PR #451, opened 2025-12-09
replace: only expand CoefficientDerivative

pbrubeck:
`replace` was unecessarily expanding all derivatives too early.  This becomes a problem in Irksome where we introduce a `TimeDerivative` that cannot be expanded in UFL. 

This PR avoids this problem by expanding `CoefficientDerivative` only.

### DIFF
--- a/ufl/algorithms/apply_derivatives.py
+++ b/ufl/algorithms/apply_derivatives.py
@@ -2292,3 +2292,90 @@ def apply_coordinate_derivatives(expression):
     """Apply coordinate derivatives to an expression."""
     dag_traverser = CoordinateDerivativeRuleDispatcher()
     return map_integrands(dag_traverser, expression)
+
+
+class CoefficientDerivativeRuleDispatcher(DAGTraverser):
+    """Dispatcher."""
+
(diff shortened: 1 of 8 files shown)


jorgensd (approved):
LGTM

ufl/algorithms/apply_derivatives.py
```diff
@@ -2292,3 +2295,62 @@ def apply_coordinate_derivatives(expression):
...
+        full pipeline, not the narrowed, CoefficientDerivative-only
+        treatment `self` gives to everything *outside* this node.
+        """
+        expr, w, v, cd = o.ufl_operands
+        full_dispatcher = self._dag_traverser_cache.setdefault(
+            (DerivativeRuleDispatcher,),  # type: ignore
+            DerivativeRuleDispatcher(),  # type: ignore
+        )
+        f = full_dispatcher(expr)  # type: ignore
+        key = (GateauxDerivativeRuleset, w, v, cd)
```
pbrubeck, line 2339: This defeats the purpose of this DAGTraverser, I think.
■ ■ ■ ■
What you have to do: Give the count of lines in the listing that hold the word "pbrubeck", with no other text.

Result: 2